3D printing highlights the need for increased and early multidisciplinary collaboration in translational research. (Fudge et al., 2016; Homes 2018). Whilst a major benefit in ensuring research is directed to a real world need, lack of clear definition of concepts and different language between engineers, clinicians and other stakeholders can create confusion, lack of clarity and direction that can hamper progress. (Woolf 2008; LeClair et al., 2020). Competing demands on clinicians time with lack of protected and funded time for research impedes stakeholder engagement. (LeClair et al., 2020). The application of engineering principles to human biology and medicine in order to improve healthcare and healthcare outcomes brings with it the burden of ethical responsibilities to bioengineers to anticipate the consequences of their technological designs for medical practice in a manner similar to a medical practitioner. These include do no harm, informed consent, confidentiality and dignity. Tissue engineering, use of biomaterials and implants, and neural engineering each generate specific numerous ethical concerns that will need to be addressed. (Moffat 2017).

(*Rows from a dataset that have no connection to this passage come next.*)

PR #682, opened 2023-09-25
feat(flag): add functionality for flagging verifying spaces

Todmy:
- Add a new column to the spaces table with the name `flagged` and TINYINT since it only accepts 0 or 1
- Modify logic responsive for qraphQL space query

- [x] Migrate DB
```sql
ALTER TABLE spaces 
ADD COLUMN flagged INT NOT NULL DEFAULT 0,
ADD INDEX flagged (flagged), ALGORITHM=INPLACE;
``` 

_Notes:_
the column `verified` was added earlier

### DIFF
--- a/package.json
+++ b/package.json
@@ -21,9 +21,9 @@
   "prettier": "@snapshot-labs/prettier-config",
   "dependencies": {
     "@snapshot-labs/keycard": "^0.4.0",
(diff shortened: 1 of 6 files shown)


wa0x6e (approved):
tAck

ChaituVR (approved):
utAck

PR #790, opened 2024-01-13
chore: always run test setup before running test

wa0x6e:
Same setup as sequencer: always run `yarn test:setup` when running `yarn test`


ChaituVR (approved):
utAck

PR #791, opened 2024-01-13
chore: allow node version > 16

wa0x6e:
This PR removes the `engines` property in package.json, to allow more node version.

This change will not affect the node version used on the prod server, which should remain on 16

This service have been tested, and should work on node 18


ChaituVR (approved):
utAck

PR #792, opened 2024-01-15
chore: normalize metrics path

wa0x6e:
Normalizing `graphql` path in metrics, so that `graphql/test/abc`, `graphql?test` etc... are considered as just `graphql`


ChaituVR (approved):
utAck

Commercial partnerships and funding arrangements can generate conflict of interest and pitfalls, through looking for faster, more expedient ways to bring devices or technologies to market, or creating prestige to advance further funding opportunities without paying attention to the way this is achieved. (Molas-Gallart et al., 2016). The disastrous artificial tracheal implant saga highlights this can occur at even the most respected institutes. (Schneider 2016). Repercussions impact not only the individuals and institute involved but undermine public confidence across the medical implant device industry and potentially the view taken by regulators.

Finally, measuring and evaluating progress is unstandardized. Personalization makes outcome measures harder to determine and standardize and risks putting the need of the individual before the community. Many academic organizations reward work based on individual output primarily through publications and grants, rather than team outputs, patents, trade secrets, and impact on health outcomes. This can dissuade collaboration and translation.(Fudge et al., 2016; Smith et al., 2017; Clay et al., 2019).

Future

3D printing has demonstrated that when healthcare needs, such as prosthetic limbs, are the driver, real world outcomes can be achieved at a faster pace with less waste and lower costs. As the cost of 3D printers and materials reduce, these technologies will become more widely available. Use of 3D printed organoids is already seeing the cost of pharmaceutical development being reduced and has potential to reduce, if not eliminate, use of animal experimentation. (Fan et al., 2020; Rawal et al., 2021). Prosumer groups, such as e-NABLE, have demonstrated that it will not necessarily be the wealthiest countries to benefit.

The temptation may be to either overregulate or forgo proper safety assessment. Jurisdictions that are agile in adapting their regulations to ensure a balance of safety whilst not stifling progress will be the big winners.

Those countries or groups who can connect and engage with the end-users, build functioning multi-disciplinary teams across a myriad of disciplines, and maintain focus on meeting the desired healthcare outcomes will achieve faster translation and better return on research, government and commercial funding. Finally, those who are able to grasp how 3D printing technologies can be used in understanding complex systems will be the ones to tap into the wealth of knowledge that has yet to produce healthcare impact.

Summary

In this century, 3D printing has moved from the realm of fiction to generating impact on health outcomes and healthcare across the spectrum. 3D printing has been pivotal in the merging of engineering and biomedical fields. In this way, it has helped shape how translational research is defined, understood and pursued.